Since JSON objects don't support order or repeated keys, that syntax can't be
represented, edited or processed by the rich ecosystem of JSON tools. Most
decent JSON editors will show that text with squigly red underlines. It's not
worth giving up interoperability, and having to make yet another new set of
tools for an incompatible syntax.

That was the mistake that the Angular 2 template syntax made.

But XML-based templating languages like Genshi [1] show how you can obey the
rules of XML, use namespaces correctly, support element, attribute and text
based expressions, looping, logic and macros, and it works just fine and
interoperates perfectly with existing tools.
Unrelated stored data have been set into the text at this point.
PR #105, opened 2023-09-17
Display user bookings in profile page

OverHash:
We now display the user bookings on the `/profile` page, which shows:
1. a calendar overview with highlighted dates they have booked
2. a list of all their current bookings (alongside the request changes button)

image

### DIFF
--- a/frontend/src/pages/Profile.js
+++ b/frontend/src/pages/Profile.js
@@ -1,6 +1,6 @@
 import { db } from "../firebase"
 import React, { useEffect, useState } from "react"
-import { getDocs, where, query, collection } from "firebase/firestore"
+import { getDocs, where, query, collection, doc } from "firebase/firestore"
 import { Stack, Typography } from "@mui/material"
 import "../styles/Profile.css"
 import ProfileCard from "../components/ProfileCard"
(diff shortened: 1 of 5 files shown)


frontend/src/pages/Profile.js
```diff
@@ -9,36 +9,45 @@ import ProfileCurrentBookings from "../components/ProfileCurrentBookings"
...
+
+  /**
+   * Retrieves the current user bookings from firestore.
+   * @param {string} userId
+   */
+  const getBookings = (userId) => {
+    getDocs(
+      query(
+        collection(db, "bookings"),
+        where("user_id", "==", doc(db, "users", userId))
```
BW82262, line 32: What was the reason that `doc(db, "users", userId)` was used instead of just `userId`? 
It doesn't seem to be able to get any of the collection data with this change for me.

OverHash: Hmm -- that's interesting. Testing locally with the emulator doesn't work unless I do it in this way.

My understanding is that using `doc(db, "users", userId)` here will make the query against a [DocumentReference[(https://firebase.google.com/docs/reference/js/v8/firebase.firestore.DocumentReference) (i.e., the `/users/userId` reference) rather than a string literal of the user id.

BW82262 (approved):
LGTM!

PR #112, opened 2023-09-24
Stripe webhook setup + Thanks page

TFPlusPlus:
The Stripe webhook is set up and can be tested using express (the live online endpoint itself will have to be set up on Firebase) A Thanks page is ready for redirecting users from the Stripe payment page.


TFPlusPlus:
Also need to take care of sending the event to the database to record the payment.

Genshi was based on another Python based XML templating system called Kid [2],
which itself was influenced by Zope's page templates, TAL template attribute
language, TALES expressions [3] and METAL templates [4]. Genshi and Kid
templates are simple and easy to use compared to the conglomeration of Zope
stuff.

Here is the essential trick, described in the Zope manual, which all those
languages share, that makes it possible to sidestep the fact that attributes
are not ordered:

When there is only one TAL statement per element, the order in which they are
executed is simple. Starting with the root element, each element’s statements
are executed, then each of its child elements is visited, in order, to do the
same.

Any combination of statements may appear on the same elements, except that the
content and replace statements may not appear together.

Due to the fact that TAL sees statements as XML attributes, even in HTML
documents, it cannot use the order in which statements are written in the tag
to determine the order in which they are executed. TAL must also forbid
multiples of the same kind of statement on a single element, so it is
sufficient to arrange the kinds of statement in a precedence list.

When an element has multiple statements, they are executed in this order:

    
    
        1) define
        2) condition
        3) repeat
        4) content or replace
        5) attributes
        6) omit-tag
    

It would be great to have a Genshi-like templating language for JSON, tightly
integrated with JavaScript the same way Genshi is integrated with Python.

[1] [https://genshi.edgewall.org/](https://genshi.edgewall.org/)

[2]
[http://turbogears.org/1.0/docs/GettingStarted/Kid.html](http://turbogears.org/1.0/docs/GettingStarted/Kid.html)

[3]
[https://docs.zope.org/zope2/zope2book/AppendixC.html](https://docs.zope.org/zope2/zope2book/AppendixC.html)

[4]
[https://docs.zope.org/zope2/zope2book/AppendixC.html#metal-o...](https://docs.zope.org/zope2/zope2book/AppendixC.html#metal-
overview)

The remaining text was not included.